Stacking Data in Google Sheets
Have you ever been working with a spreadsheet that had a bunch of values separated by commas, semicolons, pipes, or new lines in a single column? Something like this?
Recipient | Goods |
---|---|
Michaelangelo | Pizza, nunchucks, skateboard |
Donatello | DisplayPort cables, Redbull |
Leonardo | Kale, Seitan, courage |
Raphael | knives, punching bag, beef, roller skates, Pizza |
It makes it pretty hard to do any kind of analysis on the data, but it can be hard to undo.

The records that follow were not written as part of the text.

PR #3514, opened 2015-01-23
(PUP-3902) Remove duplicate key from main settings

mcarpenter:
Redundant stanza causes warning under ruby 2.2.0:

    # puppet
    /opt/puppet/lib/puppet/defaults.rb:465: warning: duplicated key at line 466 ignored: :queue_type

A better way to represent the same data is like this:
Recipient | Good |
---|---|
Michaelangelo | Pizza |
Michaelangelo | nunchucks |
Michaelangelo | skateboard |
Donatello | DisplayPort cables |
Donatello | Redbull |
Leonardo | Kale |
Leonardo | Seitan |
Leonardo | courage |
Raphael | knives |
Raphael | punching bag |
Raphael | beef |
Raphael | roller skates |
Raphael | Pizza |
That can get fed more easily to visualization and analysis software, but it can be difficult to get from the first dataset to the second without using code, and when I tell some people to use Python scripts for things, they run away from me. (This isn't true, they just get "Zoom connectivity problems" these days).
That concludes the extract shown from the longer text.